Richard Gwyn begins his column in The Toronto Star this week by proclaiming that "Canada has done something remarkable -- it has figured out how to contain within it another country." Gwyn's observation has, at least in part, been triggered by the obvious disarray in the ranks of the Parti Quebecois, perhaps best illustrated by Gilles Duceppe's decision to run for the leadership of the party -- a decision which he reversed some twenty nine hours latter. Gwyn warns his readers that separatism is not dead: "The new creed in Quebec politics will be 'autonomy,' or making the province as separate as possible within Canada."
And it is that trend which worries The National Post's Andrew Coyne. Heading his latest column "scenes from a dying country," Coyne observes that Premier Danny Williams is sounding a lot like Jean Lesage these days, insisting that when it comes to the province's resources, Newfoundlanders should be "masters in their own house." Add to that the present Quebec premier's insistence that Quebec be considered a nation within Canada and be given a seat at UNESCO and the future begins to look darker. Alberta, too, "cannot decide whether it is or is not in favour of the concept of a single national securities regulator."
Could these men be talking about the same country? The answer is yes -- and it has always been thus. The fact that it has always been this way is no reason to be sanguine about the future. However, it is instructive to consider how we got from there to here.

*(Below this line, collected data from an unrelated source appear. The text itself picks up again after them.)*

PR #2518, opened 2021-05-27
Attempting to fix the run-notebook integration test

andrewmarcus:
● run-notebook

    TimeoutError: waiting for XPath `(//a | //*[@role="button"] | //button)[contains(normalize-space(.),"Create a") or contains(@aria-label,"Create a")]` failed: timeout 30000ms exceeded

      42 |
      43 | const click = async (page, xpath, options) => {
    > 44 |   return (await page.waitForXPath(xpath, options)).click()
         |                      ^
      45 | }
      46 |
      47 | const findText = (page, textContains, options) => {

      at new WaitTask (node_modules/puppeteer/src/common/DOMWorld.ts:780:28)
      at DOMWorld.waitForXPath (node_modules/puppeteer/src/common/DOMWorld.ts:675:22)
      at Frame.waitForXPath (node_modules/puppeteer/src/common/FrameManager.ts:1193:47)
      at Page.waitForXPath (node_modules/puppeteer/src/common/Page.ts:2111:29)
      at click (utils/integration-utils.js:44:22)
      at tests/run-notebook.js:23:9
      at utils/integration-helpers.js:48:5
      at utils/integration-helpers.js:105:5
      at utils/integration-helpers.js:152:3

failure-1622081100171-run-notebook


breilly2:
Oh no, I'm sorry you spent time looking into this. This is a somewhat known issue. This test uses a unique "user" (really a service account) for each test run. Running a notebook causes the creation of a pet service account in the workspace's project, in this case saturn-integration-test-dev. Terra doesn't clean these up, so they can accumulate over time and eventually hit quota. The process for cleaning up is documented here: https://github.com/DataBiosphere/terra-ui/wiki/Integration-Tests'-Service-Accounts

I'll do this clean-up now. Hopefully everything will return to normal. However, the last time we hit quota, it was fine for a couple of days and then the quota system got out of sync and it didn't autocorrect for another week.

zarsky-broad (approved):
I'd still be happy to see this merge, if you don't mind removing the delay. The fix to use navChild is worthwhile to me.

breilly2 (approved):
Oh, good point. Yes, I agree with Isaac. Also, I'm not certain of the need for `waitForNoSpinners`, but I can imagine a case where it might matter so I think it's worth keeping.

andrewmarcus:
Ok, the delay has been removed. Ready to merge!

PR #2520, opened 2021-06-01
Set 'deletionDelayYears' to 3 years [BW-581]

salonishah11:
To test this, I updated the limit to 1 year and tested against alpha environment (this is because I don't know of workflows that ran 3 years ago in test envs that can be used for this)

user: dumbledore.admin@test.firecloud.org
workspace: cromwell-tests-workspace
submission id: ef5b6712-58a2-4bbe-80f2-9b7fb9cdf33d
status last updated: Mar 18, 2020, 1:37 PM

Screen Shot 2021-06-01 at 11 23 22 AM

Screen Shot 2021-06-01 at 11 23 40 AM

### DIFF
--- a/src/pages/workspaces/workspace/jobHistory/SubmissionDetails.js
+++ b/src/pages/workspaces/workspace/jobHistory/SubmissionDetails.js
@@ -115,7 +115,7 @@ const SubmissionDetails = _.flow(
 
   // Note: This 'deleteLimitYears' value should reflect the current 'deletion-delay' value configured for PROD in firecloud-develop's
   // 'cromwell.conf.ctmpl' file:
-  const deletionDelayYears = 6
+  const deletionDelayYears = 3
   const deletionDelayString = `${deletionDelayYears} year${deletionDelayYears > 1 ? 's' : ''}`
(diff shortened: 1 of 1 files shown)


aednichols (approved):

zarsky-broad (approved):

src/pages/workspaces/workspace/jobHistory/SubmissionDetails.js
```diff
@@ -115,7 +115,7 @@ const SubmissionDetails = _.flow(
 
   // Note: This 'deleteLimitYears' value should reflect the current 'deletion-delay' value configured for PROD in firecloud-develop's
```
breilly2: Nit: This comment appears to be out-of-date with respect to the const name. Not part of the change in this PR, but probably worth fixing.

breilly2 (approved):

breilly2:
The test failure is related to reaching our service account quota on saturn-integration-test-dev. Andrew Marcus ran into this recently (#2518) and I cleaned out the service accounts. However, we've again hit the problem we had a month ago where the quota system is out of sync with reality and is incorrectly throwing quota errors. I've submitted a quota increase request, though it may take a day or two to go through. In the mean time, I believe it is okay to merge this change despite the test failure.

salonishah11:
@breilly2 thank you for taking a look at the error. Since everything else is green, I will merge this PR.

PR #2522, opened 2021-06-01
Update deps

zarsky-broad:
Read changelogs and tested locally.
Also handles open dependabot pr's.


dmohs (approved):

petesantos (approved):
LGTM. Ran through the app where the deps were touched.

Fundamentally, Canada is a country of ideas; but, for most of its history, it has rejected ideology. The country entered upon the world stage just as the free trade movement of the nineteenth century was at its apex. Yet John A. MacDonald immediately established the National Policy as a way to set Canadian manufacturers on their feet. By 1935, William Paley had developed a template for broadcasting in North America, which held that broadcasters were private entities who paid their bills through advertising. But the CBC was established as a public corporation. In 1956, after two world wars had confirmed the conventional wisdom that nation states projected their power by the use of military force, Lester Pearson insisted that Canadian forces would be used for peacekeeping, not self defense or military conquest.
In fact, throughout its history, Canada -- like its native son, the economist John Kenneth Galbraith -- has had a great distrust of what Galbraith called "the conventional wisdom." Instead, public policy decisions have had more to do with the facts on the ground than with any theory of the way things should be.
During all this time the country struggled with its identity, weathered the Conscription Crisis of World War I, The Great Depression, World War II, and the October Crisis of 1970. We relied on the tools at hand; and, if those tools proved inadequate, we -- after careful reflection -- changed them. Like the first Prime Minister, whose nickname was "Old Tomorrow," we tried not to make decisions impulsively.
Why this walk down memory lane? Well, it seems to me that the present government, for all its political calculation, does not think things through. When Gilles Duceppe threatened a motion to recognize Quebec's de facto sovereignty, Mr. Harper -- within a week -- came up with his "nation within a nation" resolution, something which is already coming back to haunt him. Just as rashly, he decided to extend Canada's mission to Afghanistan until 2009, not giving much thought to whether or not we possessed the resources or the expertise to meet the longer term commitment -- as the scandal over the treatment of Afghan prisoners illustrates. And then there was Harper's reversal on income trusts -- a fundamentally wise decision -- but a reversal of a promise made in an election campaign. Framing his decision in the ideology of a party which holds that taxes are a scourge, Harper committed himself to a bad idea. When a government ignores the way things are, as opposed to the way it thinks they should be, it generates alot of bad ideas.
As Gwyn points out, Canada has thus far arrived at a different place than Montenegro, Kosovo, Slovakia and the Czech Republic. Perhaps Scottish voters will consider Canada before they seek a "velvet divorce." As millions of unhappy couples will testify, there is no such thing. The challenge is to remain committed to the union, by considering the partners' needs, aspirations and dreams. All of these things are manifested in what exists here and now, in what we have learned in the past -- and, most importantly, in not acting impulsively or in the heat of anger.
Gilles Duceppe concluded this week that seeking the leadership of the Parti Quebecois was a bad idea -- a decision bolstered by the fact that only two members of the party's caucus were prepared to support him. It would have been wiser to have taken note of that fact before he stepped in front of a microphone.